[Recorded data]
PR #233, opened 2016-03-31
[merged] tests: Make failing to kill the GPG agent non-fatal

cgwalters:
It's not working for me in `make check` on a RHEL 7 Workstation,
apparently because no GPG agent is spawned.  I'm guessing this has
something to do with the GPG version?

The downside of this is we will be less likely to notice if GPG
changes again and we start leaking agents like we're in The Matrix
Reloaded.  But the real solution to that is containers anyways.

### DIFF
--- a/tests/libtest.sh
+++ b/tests/libtest.sh
@@ -349,3 +349,7 @@ skip_without_fuse () {
         exit 0
     fi
 }
+
+libtest_cleanup_gpg () {
+    gpg-connect-agent --homedir ${test_tmpdir}/gpghome killagent /bye || true
+}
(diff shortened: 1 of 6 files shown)


cgwalters:
@cgwalters-bot delegate=smcv

smcv:
Seems fine to me. I'm on Debian unstable with GnuPG 2.1.11-6, for what it's worth.

I believe it's 2.1.0 (November 2014) that switched to this mode: <https://www.gnupg.org/faq/whats-new-in-2.1.html#autostart>, <https://www.gnupg.org/faq/whats-new-in-2.1.html#nosecring>

smcv:
@cgwalters-bot r+ a878d3f

cgwalters:
Yeah, and the PR tester is Fedora 23, but I have `gnupg2-2.0.22-3.el7.x86_64` here.

smcv:
> we will be less likely to notice if GPG changes again and we start leaking agents

My builds in schroot/sbuild will fail to unmount/discard their temporary chroots, so I'll notice at the next release.

PR #234, opened 2016-03-31
[merged] More test fixes

smcv:
Having fixed the build-time tests in #232, now it's the installed-tests' turn :-)

With these changes (minus the one for `test-abi` because that didn't exist in the 2016.4 release), the installed-tests pass on a Debian VM again.


cgwalters:
Can you review https://github.com/ostreedev/ostree/pull/233 ?  See http://escher.verbum.org:54856/ for Homu usage instructions.

cgwalters:
All looks good to me...I am uncertain right now why the first and last commits haven't been necessary for me yet, but not enough to dive in and try to debug why it's *not* failing.

@cgwalters-bot r+ 9b0a777

PR #236, opened 2016-04-01
[merged] Inherit options and remotes from parent repo

alexlarsson:
This makes parent repos much more useful. In particular I'd like to use this to make a user repo inherited from a system repo, pull from a http remote and then do a local pull into the system remote (via a privileged helper).

### DIFF
--- a/src/libostree/ostree-repo.c
+++ b/src/libostree/ostree-repo.c
@@ -217,6 +217,27 @@ ost_repo_get_remote (OstreeRepo  *self,
   return remote;
 }
 
+static OstreeRemote *
+ost_repo_get_remote_inherited (OstreeRepo  *self,
+                               const char  *name,
+                               GError     **error)
+{
+  local_cleanup_remote OstreeRemote *remote = NULL;
+  g_autoptr(GError) temp_error = NULL;
+
+  remote = ost_repo_get_remote (self, name, &temp_error);
+  if (remote == NULL)
+    {
+      if (self->parent_repo != NULL)
+        return ost_repo_get_remote_inherited (self->parent_repo, name, error);
+
+      g_propagate_error (error, g_steal_pointer (&temp_error));
+      return NULL;
+    }
+
+  return g_steal_pointer (&remote);
+}
+
 static void
 ost_repo_add_remote (OstreeRepo   *self,
                      OstreeRemote *remote)
@@ -272,6 +293,8 @@ ostree_repo_get_remote_option (OstreeRepo  *self,
 {
   local_cleanup_remote OstreeRemote *remote = NULL;
   gboolean ret = FALSE;
+  g_autoptr(GError) temp_error = NULL;
+  g_autofree char *value = NULL;
 
   if (_ostree_repo_remote_name_is_file (remote_name))
     {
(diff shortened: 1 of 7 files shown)


src/libostree/ostree-repo.c
```diff
@@ -870,13 +870,30 @@ ostree_repo_get_boolean_option (OstreeRepo *self,
...
-                                            key, default_value,
-                                            result, error))
-    return FALSE;
+  ret_bool = g_key_file_get_boolean (self->config, section, key, &temp_error);
+  if (temp_error != NULL)
+    {
+      if (g_error_matches (temp_error, G_KEY_FILE_ERROR, G_KEY_FILE_ERROR_KEY_NOT_FOUND))
+        {
+          if (self->parent_repo != NULL)
+            return ostree_repo_get_boolean_option (self->parent_repo,
```
cgwalters: I'm uncertain about unilaterally inheriting *all* options from the parent repo.  For example, we obviously don't want `core/mode`.  This one wouldn't come in in practice since it'll always be set in a repo.

But another example is `core/fsync`.

Maybe the best example is `core/repo_version` (although interestingly that call doesn't use `ot_keyfile_get_boolean_with_default()` so it'd still work with this patch).

To flip this all around, are there *any* options we want to inherit other than the remotes?

alexlarsson:
I couldn't find a summary of all options, but for the options i found in the code you're right, we really don't want to inherit them. In particular many are tied to the repo mode which may be completely different in the child repo. Lemme just rebase this by dropping the core config inheriting.

src/libostree/ostree-repo.c
```diff
@@ -257,13 +257,18 @@ _ostree_repo_remote_name_is_file (const char *remote_name)
   return g_str_has_prefix (remote_name, "file://");
 }
 
+/**
+ * ostree_repo_get_remote_option:
+ * @self:
+ *
```
cgwalters: I think we need to do more than stub this out, otherwise e.g. introspection won't understand the `char **out_value` and it won't be accessible to scripts.

Something like:

```
@self: Repo
@remote_name: Name
@option_name: Option
@default_value: (allow-none): Value returned if @option_name is not present
@out_value: (out): Return location for value
@error: Error

OSTree remotes are represented by keyfile groups, formatted like:
`[remote "remotename"]`. This function returns a value named @option_name
underneath that group.
```

?

src/libostree/ostree-repo.c
```diff
@@ -315,29 +362,38 @@ ostree_repo_get_remote_list_option (OstreeRepo   *self,
...
     }
+  else if (self->parent_repo != NULL)
+    return ostree_repo_get_remote_list_option (self->parent_repo,
+                                               remote_name, option_name,
+                                               out_value,
+                                               error);
+  else
+    g_propagate_error (error, g_steal_pointer (&temp_error));
 
+  *out_value = g_steal_pointer (&value);
```
cgwalters: Looks like we're doing the transfer even on error cases, which in this function is probably fine, but one of the reasons I structure the code as:

```
  *out_foo =  steal
  *out_bar = steal
   ret = TRUE;
out:
  return ret;
```

is to avoid stealing on errors.  Anyways it's okay as is probably but something to keep in mind elsewhere.

tests/test-parent.sh
```diff
@@ -0,0 +1,51 @@
+#!/bin/bash
+#
+# Copyright (C) 2011 Colin Walters <walters@verbum.org>
```
cgwalters: I'd say this is copyright you (this year)

tests/test-parent.sh
```diff
@@ -0,0 +1,51 @@
...
+
+cd ${test_tmpdir}
+
+# Create a repo
+mkdir repo2
+${CMD_PREFIX} ostree --repo=repo2 init
+${CMD_PREFIX} ostree --repo=repo2 remote add --gpg-import=${test_tmpdir}/gpghome/trusted/pubring.gpg --set=gpg-verify=true aremote file://$(pwd)/repo test2
+
+# Create a repo with repo2 as parent
+${CMD_PREFIX} ostree init --repo=repo3 --mode=bare-user
```
cgwalters: Aren't we missing a `mkdir repo3`?  (Really ostree init should probably have a `--create` or something)

tests/test-parent.sh
```diff
@@ -0,0 +1,51 @@
...
+if ${CMD_PREFIX} ostree --repo=repo3 pull aremote; then
+    assert_not_reached "GPG verification unexpectedly succeeded"
+fi
+echo "ok unsigned pull w/parent"
+
+# Make a signed commit
+${OSTREE} commit -b test2 -s "A GPG signed commit" -m "Signed commit body" --gpg-sign=${TEST_GPG_KEYID_1} --gpg-homedir=${TEST_GPG_KEYHOME} --tree=dir=files
+
+# Make sure we pick up the remote url and gpg config from the parent
+echo "ok signed pull w/parent"
```
cgwalters: We make a signed commit but don't do another pull?

tests/test-parent.sh
alexlarsson: Actually its the other mkdir that is superfluous, ostree init *does* create the directory.

tests/test-parent.sh
alexlarsson: Ugh, seems like i removed to much of the testcase.

tests/test-parent.sh
cgwalters: Wha...hum.  That must have been a recent change, I swear we didn't use to do that.

cgwalters:
There's no notification for git pushes, so don't forget to write a comment after you push fixups and want re-review.  Plus it's an opportunity to use emoji!  :arrow_up: :arrow_right: :8ball: 

@cgwalters-bot r+ d5a9c34

PR #237, opened 2016-04-04
[merged] Pull local gpg

alexlarsson:
This adds support for enforcing gpg checks during pull-local.

### DIFF
--- a/src/libostree/ostree-repo-pull.c
+++ b/src/libostree/ostree-repo-pull.c
@@ -1900,6 +1900,8 @@ ostree_repo_pull_with_options (OstreeRepo             *self,
   GSource *update_timeout = NULL;
   gboolean disable_static_deltas = FALSE;
   gboolean require_static_deltas = FALSE;
+  gboolean opt_gpg_verify = FALSE;
+  gboolean opt_gpg_verify_summary = FALSE;
 
   if (options)
     {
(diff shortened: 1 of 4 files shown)


alexlarsson:
I need this for the privileged helper approach. See mailing list for details about that.

giuseppe:
looks fine to me.  Waiting for @cgwalters opinion for the cmd changes

src/libostree/ostree-repo-pull.c
```diff
@@ -2107,12 +2107,14 @@ ostree_repo_pull_with_options (OstreeRepo             *self,
...
       }
 
-    if (bytes_sig && !_ostree_repo_load_cache_summary_if_same_sig (self,
-                                                                   remote_name_or_baseurl,
-                                                                   bytes_sig,
-                                                                   &bytes_summary,
-                                                                   cancellable,
-                                                                   error))
+    if (bytes_sig &&
+        !_ostree_repo_remote_name_is_file (remote_name_or_baseurl) &&
```
cgwalters: Hm, can we call this function once and cache the result as `pull_data->is_local`?  Although looking again we already have `pull_data->remote_repo_local`.  Which should maybe be hoisted a lot earlier.

cgwalters:
Eh, we can do that later.  This looks good to me as is too, thanks!

@cgwalters-bot r+ 62ac503

cgwalters:
@alexlarsson Can you review followup in https://github.com/ostreedev/ostree/pull/239 ?

jlebon:
Was looking at the pull code and noticed that the new `gpg-verify` and `gpg-verify-summary` options that this PR added are actually only used for the file:// case. Shouldn't they override the config values in the configured remote case?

=== YOUR TASK ===
Exactly one number is the answer: how many lines of the entries contain the string "verbum".

=== ANSWER BELOW ===
2